Murâd Schâh pflegte aber mit zweihundert Mâriden auszureiten, bis er herangewachsen war, worauf sie auf Raub auszogen und Wegelagerei betrieben, bis sie auf ihren Fahrten einmal nach Schiras gelangten und die Stadt überfielen. Hierbei drang Murâd Schâh ins Schloß des Königs ein und schlug ihm den Kopf ab, während er auf seinem Throne saß. Dann erschlug er eine große Menge seiner Truppen, bis der Rest rief: »Gnade! Gnade!« und seine Kniee küßte. Da zählte er sie und fand ihrer zehntausend Reiter, worauf er mit ihnen nach Balch ritt, dessen König und Truppen sie erschlugen, während sie ihr Gut an sich nahmen; von hier zog Murâd Schâh inmitten von dreißigtausend Reitern nach Nūrein, dessen Herr huldigend zu ihm herauskam und ihnen Geld und kostbare Geschenke überbrachte. Alsdann ritt er weiter mit seinen dreißigtausend Mann nach Samarkand in Adschamland, und nach seiner Eroberung nach Achlât, das er ebenfalls einnahm. Und so zog er von Stadt zu Stadt, eine jede erobernd, indem er all das Gut, die Kostbarkeiten und die Städte unter seine Streiter verteilte, die ihn wegen seiner Tapferkeit und Freigebigkeit liebten, bis er schließlich mit einem großen Heer nach Isbānîr el-Madâin gelangte.

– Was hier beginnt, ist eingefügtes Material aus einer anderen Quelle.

PR #4962, opened 2023-05-23
T3MAA hp buff

Basilisk3:
**Defense**
Hitpoints of all T3 MAA units: +400

These units have very low amount of hitpoints for their mass cost. For example, the Bouncer has 600 fewer hitpoints than a Loyalist (a unit that is considered to be very squishy) while costing 320 more mass. This makes sniping them very easy when using them offensively (their intended role). 

Note, that this does not help them deal with tech 3 bombers, because they still die in one pass. This is still a problem, but I am unsure if the increasing their hitpoints by that much is a good idea gameplay wise.


RabidPope:
Was thinking of this, but I would go for a cost decrease instead. Makes them more spammable.

Tagada14:
Will discuss it next meeting

Spikey84:
We discussed and decided not to make this change right now. We think its interesting and that a change to at least the Cybran MAA may be desired, but we are going to wait and do that a later time.

PR #5212, opened 2023-07-10
T2 Bomber speed nerf

Basilisk3:
**T2 Bombers**
MaxAirspeed = 15 --> 14.25

T2 Bombers were as fast as their counter (interceptors) which meant that, in some scenarios, interceptors would never be able to catch them. This nerf increases the skip-cap of using T2 Bombers and enables better counter play for the defending player.

Edit: Removed the changes to transports, as similar changes have been merged with #5423.


MrRowey:
Transports and T1 Inits have been massively changed in the beta balance I suggest you check that out first.

neur0Grec0:
I think it's acceptable that T2 Bomber and T2 Transports are faster than interceptors.

Aren't the T2 bombers fighter bombers? If they cost more and are a tech level higher it makes sense that a t2 fighter bomber is faster than a t1 interceptor.
Additionally you look at the mass economy of t1 interceptors vs t2 bombers you can build 8 t1 fighters for the cost of 1 t1 bomber, which will easily defeat the t2 bomber in the air. I'm unsure why t1 interceptors should be buffed here. T1 interceptors are already good enough against t2 bombers and beat them in air combat. This will make them even worse in air combat and a worse trade against interceptors when they engage.
With 8 interceptors you should be able to cover a larger area and catch a t2 bomber in the air, even if the t2 bomber is slightly faster.

There's also other things to take into account, this will make T2 bombers significantly worse around the board. Worse vs AA, worse vs Navy etc.

I also don't see why T2 transports need to be nerfed. T1 artillery drops isn't a broken strategy, just counter with some land units or shoot it down it AA or planes.  T2 transports are quite expensive and you can built at least 6 interceptors for the cost of 1 t2 transport which will shoot down a T2 transport easily, and the transporting units will also loose all the mass being transported.

I don't see why this is a necessary balance, I think it just makes interesting and dynamic plays with transports marginally less viable.

Basilisk3:
> I think it's acceptable that T2 Bombers and T2 Transports are faster than interceptors. Aren't the T2 bombers fighter bombers? If they cost more and are a tech level higher it makes sense that a t2 fighter bomber is faster than a t1 interceptor. 

T2 Bombers and Transports are not faster than interceptors.

> Additionally you look at the mass economy of t1 interceptors vs t2 bombers you can build 8 t1 fighters for the cost of 1 t1 bomber, which will easily defeat the t2 bomber in the air. I'm unsure why t1 interceptors should be buffed here. 

Just looking at the mass cost simplifies the current situation too much for several reasons. For the record, this paragraph mostly applies to Janus.
- T2 Bombers have a very densely packed amount of anti-air DPS (also true for Nothas)
- It is very easy to dump a lot of resources into them and spam them (true for all of them)
- They have very high alpha damage

These points result in them performing well against interceptors, considering they also have a second functionality.

> T1 interceptors are already good enough against t2 bombers and beat them handily in air combat. This will make them even worse in air combat and a worse trade against interceptors when they engage. 

This pull request does not aim to change the interceptor vs T2 Bomber dynamic in air engagements. 

The changes do alter their engagements slightly, but this is not the main point. I am trying to address issues when doing the exact opposite - changing the dynamic between the two unit types when they are **NOT** engaged. Right now, a T2 Bomber can NEVER be caught by an interceptor as soon as it flies past it and is out of weapon range. 

This is not intuitive and reason why T2 Transports already got a speed nerf to be slower than interceptors, in past patches. 

> There's also other things to take into account, this will make T2 bombers significantly worse around the board. Worse vs AA, worse vs Navy etc.

It won't make them significantly worse, for that, the stat changes are too small and the units too strong.

> 1 artillery drops isn't a broken strategy, just counter with some land units or shoot it down it AA or planes. 

I disagree, artillery drops are not particularly hard to pull off but extremely effective. A transport full of Zthuees can kill your entire base in seconds. Considering their strength, increasing the amount of thought you have to put into using them effectively and increasing their skill cap in general, is important for the health of the balance. 

This pull request aims to reward good scouting and counter play, while still punishing bad scouting and awareness.

> T2 transports are quite expensive and you can built at least 6 interceptors for the cost of 1 t2 transport which will shoot down a T2 transport easily, and the transporting units will also loose all the mass being transported.

T2 Transports are really not that expensive and in some scenarios you can even reuse them.

PR #5217, opened 2023-07-13
Drone Order

ComradeStryker:
Grants Shoulder drones the Patrol order, command.


Garanas:
You pointed to `deploy/fafdevelop`, while the base is from `deploy/fafbeta`. If you point it to `deploy/fafbeta` then all these commits will go away 😄

PR #5228, opened 2023-07-14
Re-implementation of spread attack

Garanas:
An initial basic implementation of spread attack. The goal of the implementation is to reduce the number of commands we generate to a minimum. 

Various problems:
- [x] Problems arise when there are less units than orders
- [x] Problems with reclaim orders on props
- [x] Problems with build orders (these are special snowflakes)
- [x] Problems with introducing some redundancy (only pick one move command, but may want multiple attack commands for redundancy

And the usual problems such as keeping a tab on performance, etc.

Requires the following assembly patch by @Strogoo :
- https://github.com/FAForever/FA-Binary-Patches/pull/17
- https://github.com/FAForever/FA-Binary-Patches/pull/22

You can download the last version here of it in the pull request. Based on the performance tab of the task manager I can fairly guarantee that it is at least not a bitcoin miner 😄 

With this pull request we can distribute the following orders:

- Move orders
- Attack orders (on props, units or ground)
- Aggressive move orders
- Assist orders
- Guard orders
- Capture orders 
- Reclaim orders (on props or units)
- Patrol orders
- Sacrifice orders
- Build orders


Garanas:
https://github.com/FAForever/fa/assets/15778155/534d34c2-de41-4aae-8e3d-272e3ed988b8

https://github.com/FAForever/fa/assets/15778155/c986fc93-6c70-4dc7-b0b1-4375bdfc7767

Garanas:
https://github.com/FAForever/fa/assets/15778155/aefb6919-b457-4274-ace1-eb7e26548f45

https://github.com/FAForever/fa/assets/15778155/fbbe3b9c-af8d-449b-be5c-06d2702a7e54

PR #5230, opened 2023-07-15
Map shaders

Garanas:
@BlackYps has been doing a lot of work surrounding shaders the recent months, with absolutely exciting results. Some terrain related work had to be undone right before the patch because we missed an edge case where it could impact existing maps. To understand this I've tried to use the initial shader (`Terrain001`) and made a few tweaks or improvements.

While doing so I now better understand certain choices.

### A switch

We need some 'switch' because the engine does certain computations on the CPU that we can not interfere with. Therefore we need to 'embed' our changes in certain parts of the pipeline. The pipeline consists of:

- (1) Pre-computing the bi cubic normals
- (2) Pre-computing the stratum normals on top of (1) (on the cpu)
- (3) Blending of the stratum normals
- (4) Blending of normal decals on top of (3)
- (5) Blending of the stratum albedo / lighting, using the result of (4)
- (6) Blending of albedo decals on top of (5), using the result of (4)

The steps we control are all but (2). And the second step on its own is interesting, the result of `Stratum0NormalSampler` is this for example:

image

What is interesting is that the normals of the stratum mask are already blended in with the normals of the terrain. This is unusual, and even though I've done a lot of work in [#3 ](https://github.com/FAForever/fa/pull/3585) I didn't notice this crucial missunderstanding on my end 😄 

As a result we **need** the switch to be able to embed our normals into step (1). This also gives us an interesting side effect: using the console command `ren_bicubicnormals` we can 'skip' (1) and use the CPU-based interpolations. As a result we effectively remove the map-wide normals and anything else we may end up doing in (1). This could be a toggle in the game options

### Performance

The game ends up doing a lot of CPU-based processing on the frame buffers. It may explain why computers with high resolution displays perceive a higher CPU load and are therefore more likely to stutter when moving the camera. As an example: I perceive no stutters when I play at a resolution of 800x600, but at 2560x1440 my CPU can not always keep up, the render thread throttles and I perceive stutters.

**not finished writing yet**


Garanas:
@BlackYps we'll need your toggle as described in:
- https://github.com/FAForever/fa/pull/5166

BlackYps:
Nice writeup. The mentioned pull request is almost ready, it just needs your input how we want the normal pass to behave

Garanas:
@BlackYps Here's a map that you can use to test these changes:

[auralian_-_the_core.v0017.zip](https://github.com/FAForever/fa/files/12064581/auralian_-_the_core.v0017.zip)

image

image

image

BlackYps:
How much are the code changes related to what you wrote here? I see you put in the shader switch again, but there is also a lot of commented out code and some other changes. I am not sure which of these are just testing around and which of these are supposed to be merged in at some point

Garanas:
I (temporarily) commented out the PBR shader that you wrote because it increases the reload time with several seconds. I'll uncomment that again when we're done here. Not sure why it takes so much time to load that shader, maybe because it uses pixel shader 3.0 ?

BlackYps:
The reload time increase could very well be because it uses pixel shader 3.0. I refactored that to use shader level 2 again in #5093 anyway. I just haven't pushed the latest changes yet, because reverting some of the shader changes during the patch deployment introduced conflicts. Once #5166 is merged, I should be able to easily rebase.

RabidPope:
Those cliffs look really good!

Garanas:
'Functional' version of the shaders, with the exception of the normals being switched up:

[auralian_-_the_core.v0017.zip](https://github.com/FAForever/fa/files/12373352/auralian_-_the_core.v0017.zip)

PR #5235, opened 2023-07-16
Fixes, and updates for the coop AI's BaseManager

Dhomie:
This pull request is aimed to fix some long present issues, and also add some AI control for TMLs and SMLs.

The following issues were fixed:
- Inconsistent structure upgrading, sometimes AI factories fail to upgrade to the desired tech level.
- BaseManager not decrementing its total Engineer count if the Engineers were either captured, or reclaimed (wrong death callbacks)
- BaseManager not being able to build ACU/sACU enhancements that have any prerequisites.
- Changed the non-existant 'FighterBombers' child type to the proper 'CombatFighters' for the ReactiveAI OpAI type.

I've added a better method for the AI to grab TMLs and SMLs, without any limit, and also added an AI functionality for SMLs.


relent0r:
Hi @Dhomie I'm just starting a review on this. Doing some validation on your changes here and wanting to confirm a few things. Nice work btw, the Campaign AI is tricky to comprehend.

For the CombatFighter changes am I right to assume that you were taking a look at the _save.lua files to validate what was a valid childtype and what wasn't? Specifically the AirAttacks_save.lua file.

That unit destroyed trigger callback is a little odd. Not what you've done but the .Subtracted field check. Based on what I'm reading it won't be set until the unit is destroyed rather than when the callback is set on the unit. Wondering if that means the callback is potentially being created multiple times on those engineers.

I haven't delved into the enhancement changes yet. I've always been puzzled why some things use that SimUnitEnhancements table and other things use a GetEnhancements function for a common utilities lua file. I'll do some testing this weekend. Is there a particular map where the Enhancements will be used more than others?

Dhomie:
Hi @relent0r

I've went over the many _save.lua files actually, and cleaned them up, along with their _EditorFunctions.lua files.
It's actually available as a mod on the vault, I've been using that to test changes and such, however I didn't include them yet, only the things that wouldn't really overwrite, or otherwise mess things up for existing coop missions.
Here's a GitHub link for reference: https://github.com/Dhomie/FAF-Campaign-Experiments

Anyhow, I'll try to explain how the platoons work exactly in a nutshell, so please bear with me on this.

GPG probably tried to standardize things even for SC1, but never quite managed to finish their campaign framework, not even for SCFA. For SC1, their method was to have all the platoons they wanted the AI to build inside the map's save.lua file, which then would be loaded in from ScenarioUtilities.lua, done via `InitializeScenarioArmies()`, specifically `LoadArmyPBMBuilders(strArmy)`.

The names are very important here, because it determines whether to load a platoon builder as a PlatoonBuildManager (PBM for short) one, or an AttackManager (AM for short) one.

The PBM is what the AIs mostly use to actually create platoons that are built, but it's capable of forming platoons that don't require any construction, it can be done near a base, or it can pick any unit from the 'ArmyPool' on the map.

The AM however is a platoon forming thread at its core. In a nutshell, the AM is used to form the final 'Master' platoon, from a bunch of 'Child' PBM platoons. This is where the many _save.lua files in OpAI come in.
The BaseOpAI.lua practically loads in AM platoons the same way SC1 had them loaded in from the map's save.lua, except we can now load them in any time via map script, and with much less coding, again, GPG standardized this.
(This also allows for creating random platoon compositions.)

So, whenever we load in such an AM platoon, we basically load in a bunch of PBM platoons along with it, from the _save.lua files. Then the AI begins to build the PBM platoons, they get a dummy platoon function `DefaultOSBasePatrol(platoon)`, which only does something if the right marker chain exists, otherwise the platoon just waits until the AM platoon can be formed.

The BaseOpAI introduced the child types to actually allow to pick what units (platoon templates) the AI should build to assemble the final platoon. 'CombatFighters' in this case are the T2 Fighter/Bombers, and the T2 Aeon Swift Wind.
The ReactiveAI is yet another attempt by GPG to create a standardized platoon type that would respond to game ender threats by the player (they didn't account for coop of course).

Here's the following execution of it: `BaseInstance:AddReactiveAI('ExperimentalAir', 'AirRetaliation', 'Base_ExperimentalAir')`
This tells the AI to build air units to hunt down any air experimentals the player might have. Currently it builds a mixture of ASFs, and T1 Interceptors, because the 'FighterBomber' child type doesn't exist, it was named like that by GPG, but FAF changed it to 'CombatFighters'. Fixing that means the AI will now build those first instead of Interceptors, if possible.

Long explanation, I know, but you gotta understand the very foundation here to understand what changing something might result in.

As for the unit death triggers, it shouldn't be added multiple times. `BaseManagerEngineerPlatoonSplit(platoon)` is the platoon function for the engineer platoon, it reassigns each one into a new single unit engineer platoon. We don't disband these platoons at all.

As for the enhancements, I've stayed with the _if it works, don't change it_ approach, and used that table. If you have a better suggestion or actual application, I'm all ears.
At the moment none of the existing coop maps really have an ACU build an enhancement with any prerequisites, it's meant to be more of a fix for future missions if a mission maker wants to actually use that feature.

Consider joining the Coop Discord though, we usually share maps that are WIP there for testing.

Dhomie:
I've managed to set up a mission that can be used to test the enhancement changes, along with the SML and TML functions.
It plays out just fine with or without them, so the changes can be compared.
It's a reworked version of Cybran M6 from SC1.

[scca_coop_r06.remastered.zip](https://github.com/FAForever/fa/files/12113447/scca_coop_r06.remastered.zip)

speed2CZ (approved):
It's looking good

Garanas:
Urg, made a mistake 😞

PR #5240, opened 2023-07-18
Implement the assembly patch of 4zot on SetStat

Garanas:
Requires https://github.com/FAForever/FA-Binary-Patches/pull/21 or the game crashes

With thanks to @4z0t the use of `SetStat` is now safe, and returns a boolean that indicates whether it requires to be setup. The volatility of this function prevented us in the past from gathering all sorts of statistics, but now we can.

According to 4z0t the function relies on the use of a Mutex. We're not sure what the impact of that is, but as long as the access is short it shouldn't be too harmful.


engine/User/UserUnit.lua
```diff
@@ -117,11 +117,11 @@ end
...
----@generic T
+--- Retrieves a statistic that is assigned to a unit by the sim call `unit:UpdateUIStatistic`. Returns the default
+--- when the value does not exist
 ---@param name string
----@param defaultVal? T
----@return {Value: T}
+---@param defaultVal? number
+---@return {Value: number}
 function UserUnit:GetStat(name, defaultVal)
 end
```
HUSSAR-mtrela, line 127: add description of UserUnit:UpdateUIStatistic function

HUSSAR-mtrela (changes requested):

engine/User/UserUnit.lua
Garanas: This doesn't rely on an assembly patch to work however, we already use it for veterancy for example

lua/sim/Unit.lua
```diff
@@ -4764,6 +4764,27 @@ Unit = ClassUnit(moho.unit_methods, IntelComponent, VeterancyComponent) {
...
+    ---@param self Unit
+    ---@param key string
+    ---@param value number
+    UpdateStat = function(self, key, value)
+        -- With thanks to 4z0t the `SetStat` function no longer hard-crashes when the value doesn't exist. Instead, it returns 'true' 
+        -- when the stat doesn't exist. If it doesn't exist then we can use `GetStat` to initialize it. This makes no sense, therefore
+        -- we have this new function to hide the magic
+        local needsSetup = cUnit.SetStat(self, key, value)
+        if needsSetup then
+            cUnit.GetStat(self, key, value)
```
4z0t, line 4784: Btw, after GetStat, you have to call SetStat again

PR #5251, opened 2023-07-20
Tighter formation for the Shard

Basilisk3:
The Shard had a very spread out formation for a unit of its size, this change addresses this and enables it to deal more concentrated DPS when used in groups.


Garanas:
This should technically point to `deploy/fafbeta`

PR #5261, opened 2023-07-22
Update for Campaign AI Brain, and ScenarioPlatoonAI

Dhomie:
This pull request aims to add some QoL changes for transport attacks for coop, and also add some additional functions to the Campaign AI Brain so mission scripters could make more use of `aiutilities.lua` and `aiattackutilities.lua` (although I suppose some of those could be just included in `aibrain.lua` to avoid duplicate entries.).
In more detail:

- `LandAssaultWithTransports()` platoon AI functions can now grab transports from a desired platoon. Simply specify `BaseName` in the platoon data. Corresponding functions were also changed to work with this, like `TransportPool()`, that now can assign transports to the desired platoon via the same method. Previously it was just 1 universally shared platoon named `'TransportPool'`, which made the usage of transport attacks from 2 or more bases rather tedious.
This is all **OPTIONAL**, if no `BaseName` is specified, the universal pool is used instead, so this won't mess up any existing coop missions.

- Regarding the above functions, land units that couldn't be loaded by transports in time are currently reassigned to the `'ArmyPool'`, and due to the way the Campaign AI forms/builds platoons, practically these units are left sitting there permanently. These over time amass, and clutter up the base, so we simply self-destruct any units that couldn't be loaded.

- I fixed a slight issue with rally point markers for naval factories, if no `'Naval Rally Point'` marker exists on the map, (like on FA Mission 3, Red Flag)

- I added some enemy picking logic and its corresponding functions, so mission scripters can make use of `GetBestThreatTarget()` function, which requires said logic. I've been experimenting with making use of both the navigational mesh, and threat positions to dynamically pick attack positions for platoons. This could create some much needed variety to enemy AI pathing that were otherwise pre-created via marker chains. In case you require a demonstration, I have a sample map available, however that'll require a mod of mine as well that already features these changes, and some additions.


4z0t:
Could have referred transport logic from `Oxygen`...

Dhomie:
> Could have referred transport logic from `Oxygen`...

Initially I wanted to create transport pools for each base **by default**, by caching the platoon's origin base into it when it's formed initially, however that messed up missions that build transports from base `A`, while building land units at base `B`.
It also messed up transports that were assigned to `'TransportPool'` by map script (like Aeon M5).

So it ended up practically resembling the same method `Oxygen` uses, fair enough.

PR #4513, opened 2022-12-17
Blueprint cleanup draft

Hdt80bro:
Adds blueprint annotations to nearly every remaining blueprint field the game recognizes in some manner (including from individual unit scripts or unused engine functionality). Some, but not all, useless fields are marked with `unused`.

Some existing blueprint fields are interpreted as being incorrect and are fixed / removed:
* Identifiable typos (e.g. `PreferPrimaryWeaponTarget` instead of `PrefersPrimaryWeaponTarget`) are fixed. In particular, `Shader` has tended towards `ShaderName`.
* blatantly superfluous fields (e.g. `Accurate` or `MuzzleSalvoChargeDelay`) on a couple things (wide-spread superfluousness such as `ProjectilesPerShot` and `ConstructionBar` is left unaffected) are removed
* known bad structures (such as the mess that was the [T2 Seraphim Artillery](https://github.com/FAForever/fa/pull/4513/files#diff-935dc17faf0f4c4eb03c946f4e85b92a401121387048cf284e1a358a23e5e2d9)) are refactored
* a couple boolean fields are coerced from numbers to `true`

Note that some of these fields are still unused (e.g. `AttackReticleSize`), while others would affect balance and are commented out. These are:
* Mongoose, Heavy Fragmentation Grenade Launcher `MuzzleVelocityRandom` → 0.5
* Brick `BackUpDistance` → 5
* Ythotha `WaterVisionRadius` → 50

The first one is clearly game changing, while the second two make sense, but are still commented out.
A few Disintegrator Pulse Lasers had a `ChargeDelay` field (instead of `MuzzleChargeDelay`). Were these to be changed instead of removed, this would affect the following units' `MuzzleChargeDelay`:
* Dragon Fly, Disintegrator Pulse Laser → 1
* Cybran SCU, Disintegrator Pulse Laser → 0.5
* Wailer, Disintegrator Pulse Laser → 0.5

However, I opted to remove the field, along with `SalvoShotDelay`.

~~One of the few observable differences comes from the now correctly-formed contrail override for the Mercy:~~
MercyContrail
~~Also note that this makes them much more highly visible, which could be balance changing, but provides no more additional information to the player than they already have.~~
This change has been commented out

PR #5268, opened 2023-07-23
Fix various bugs with the unit restrictions menu

Garanas:
Closes https://github.com/FAForever/fa/issues/5263

Units with the categories `INSIGNIFICANTUNIT` and `DUMMYUNIT` are now ignored. Units with the `INSIGNIFICANTUNIT` category are ignored in the command graph. Units with the `DUMMYUNIT` category usually inherit from the [DummyUnit](https://github.com/FAForever/fa/blob/deploy/fafdevelop/lua/sim/Unit.lua#L5218) class which has essentially none of the properties that you'd expect from a regular unit. It exists to reduce the impact of the unit to a minimum, used primarily by Cybran build drones as described in:

- https://forum.faforever.com/topic/2334/questions-about-performance-cybran-build-drones

Reverts a small patch from #4513 that assumes the `__blueprints` value is populated. This is not the case in the lobby

image

### DIFF
--- a/lua/system/Blueprints.lua
+++ b/lua/system/Blueprints.lua
@@ -891,6 +891,8 @@ local function SpawnMenuDummyChanges(all_bps)
                     Categories = {
                         'DRAGBUILD',
                         'UNSPAWNABLE',
+                        'INSIGNIFICANTUNIT',
+                        'DUMMYUNIT',
                     },
                     Display = {
                         BuildMeshBlueprint = '/meshes/game/nil_mesh',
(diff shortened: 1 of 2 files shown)


Garanas:
Ah, damnit - I completely forgot @HUSSAR-mtrela also did #5264

Garanas:
@HUSSAR-mtrela can you include the `DUMMYUNIT` category and the changes to `blueprints.lua` to your PR? I'll close this one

Hier sprach er zu seinen Truppen: »Wartet, bis der Rest meines Heeres kommt, dann will ich meinen Großvater packen und das Herz meiner Mutter heilen, indem ich ihn vor sie führe und ihm den Kopf abschlage.« Alsdann ließ er seine Mutter holen, weswegen der Kampf während drei Tagen ruhte, als mit einem Male Gharîb mir Salsâl und vierzigtausend Mâriden, welche die Beute und Geschenke trugen, ankam und nach dem belagernden Heere fragte, worauf sie ihm antworteten: »Wir wissen nicht woher sie sind, und seit drei Tagen haben wir weder mit ihnen noch sie gegen uns gestritten.«

Als nun Fachr Tâdsch eintraf, umarmte sie ihr Sohn 213 und sprach zu ihr: »Bleib in deinem Zelte, bis ich dir deinen Vater bringe.« Da erflehte sie ihm Sieg vom Herrn der Welten, dem Herrn der Himmel und Erden. Am nächsten Morgen ritt Murâd Schâh mit den zweihundert Mâriden zur Rechten und den Menschenkönigen zur Linken ins Feld, die Trommeln wirbelten zum Kampf, und Gharîb, der dies vernahm, saß ebenfalls auf und ritt, sein Volk zur Schlacht rufend, ins Feld, mit den Dschinn zur Rechten und den Menschen zur Linken. Da kam Murâd Schâh, vom Scheitel bis zur Sohle gewappnet, auf den Plan gesprengt und, sein Roß nach rechts und links tänzeln lassend, rief er: »Ihr Leute, kein anderer als euer König trete wider mich auf den Plan! Besiegt er mich, so soll er der Herr der beiden Heere sein, besiege ich ihn jedoch, so töte ich ihn wie die andern.« Als Gharîb Murâd Schâhs Worte vernahm, rief er: »Hinweg mit dir, Araberhund!« Hierauf griffen beide einander an und stachen sich mit den Lanzen, bis sie zerbrachen; worauf sie mit den Schwertern aufeinander loshieben, bis sie schartig wurden; so fochten sie miteinander, bald ansprengend, bald weichend, und sich hin- und hertummelnd, bis der Mittag nahte und die Pferde unter ihnen zusammenbrachen. Alsdann stiegen sie ab und packten einander, wobei sich Murâd Schâh auf Gharîb stürzte, ihn packte und, ihn hochhebend, zu Boden werfen wollte, als Gharîb ihn an seinen Ohren zu packen bekam und sie so heftig zerrte, das Murâd Schâh glaubte, der Himmel wäre auf die Erde gestürzt, und aus vollstem Munde schrie: »Ich begebe mich in deinen Schutz, o Ritter der Zeit,« worauf Gharîb ihm die Hände auf dem Rücken zusammenband.

Sechshundertundachtzigste Nacht.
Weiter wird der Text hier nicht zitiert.